The biggest remaining lever is not in the formal plan: the
per-instruction state.commit_psr_pipeline() and
state.clear_branch_request() calls inside every chain link
account for a measurable share of overhead. The plan's original
intent was to move these to a "stop epilogue" that runs once per
chain, with a chain-break on WRPSR to preserve the SPARC V8
3-instruction PSR delay. That refactor is held until Tanda 4
lands, at which point it can be measured against a known-good
baseline.
Hot-path shift¶
The pre-10.2 hot paths from phase10-p1-p3-results.md §"Hot-path
shift" predicted Tanda 3 would push exec_alu out of the
top-10 — confirmed structurally: in threaded mode the slot's
fn resolves directly to th_alu<AluOp::Foo>, never to
exec_alu. (Switch mode and th_fallback still use it.)
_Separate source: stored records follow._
PR #40, opened 2026-04-12
Add `jupyter/token-format` to enforce plugin token naming convention

### LINKED ISSUE #39: Add rule to enforce plugin token naming convention
> Several packages are currently using a non-standard format for plugin token symbols instead of the expected `package:TokenSymbol`.  (token part to be a valid JS identifier) convention. This is causing the cursor ( in plugin playground insertion ) to remain disabled for these plugins.

 _Originally posted by @MUFFANUJ  in [jupyterlite/ai/issues/311](https://github.com/jupyterlite/ai/issues/311)_

### Description
Plugin token IDs follow a common convention but are not currently validated. A downstream tool [plugin-playground](https://github.com/jupyterlab/plugin-playground) assumes the token name is a valid JavaScript identifier, which can lead to issues if not followed.

Add a rule `jupyter/token-format` to:
- Ensure token matches `<package>:<valid JS identifier>`

Darshan808:
### Description

Added a new rule `jupyter/token-format` that ensures JupyterLab Token ids follow the `<package>:<TokenSymbol>` naming convention where TokenSymbol (part after the first ':') must be a valid JavaScript identifier.

### DIFF
--- a/eslint.downstream.config.mjs
+++ b/eslint.downstream.config.mjs
@@ -29,7 +29,8 @@ export default [
     rules: {
       'jupyter/command-described-by': 'error',
       'jupyter/plugin-activation-args': 'error',
-      'jupyter/plugin-description': 'error'
+      'jupyter/plugin-description': 'error',
+      'jupyter/token-format': 'error'
     },
     languageOptions: {
       parser: resolvedParser,
@@ -55,7 +56,8 @@ export default [
     rules: {
       'jupyter/command-described-by': 'error',
       'jupyter/plugin-activation-args': 'error',
-      'jupyter/plugin-description': 'error'
+      'jupyter/plugin-description': 'error',
+      'jupyter/token-format': 'error'
     },
     languageOptions: {
       parser: resolvedParser,
--- a/src/index.ts
+++ b/src/index.ts
@@ -14,7 +14,7 @@ const plugin = {
     'plugin-activation-args': pluginActivationArgs,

The remaining hot symbols in threaded mode are register-file
accessors (CpuState::read_r, CpuState::write_r,
CpuState::icc), the chain-prologue work
(commit_psr_pipeline, clear_branch_request), and bus reads
for instruction fetches on cache miss
(RamRegion::read_u32).
Reproduction¶
# Switch baseline (post-P3 reference)
cmake --preset bench-profile && cmake --build --preset bench-profile
taskset -c 0 build-bench-profile/bench/lince-bench --workload cpubound-mix --runs 5
# Threaded (Tanda 3)
cmake -S . -B build-bench-threaded -G Ninja -DCMAKE_BUILD_TYPE=RelWithDebInfo \
-DCMAKE_CXX_FLAGS_RELWITHDEBINFO="-O2 -g -fno-omit-frame-pointer -gdwarf-4" \
-DLINCE_DISPATCH=threaded
cmake --build build-bench-threaded -j
taskset -c 0 build-bench-threaded/bench/lince-bench --workload cpubound-mix --runs 5
# ctest both modes (serial to avoid host-load flakes)
ctest --test-dir build # switch mode
ctest --test-dir build-threaded # threaded mode
Cross-references¶
- Plan:
plans/phase10-2-threaded-code.md. - Post-P3 baseline:
phase10-p1-p3-results.md. - Long-horizon trajectory:
plans/post-mvp-1to1-roadmap.md. At 1.85× wall-clock on one host thread for cpubound, Phase 13 (multi-thread, ~4 host cores ≈ 4 × 185 % = 7.4× / GR740-N4) + Phase 12 (LLVM JIT, 2–3× further) put 1:1 GR740 SMP within reach.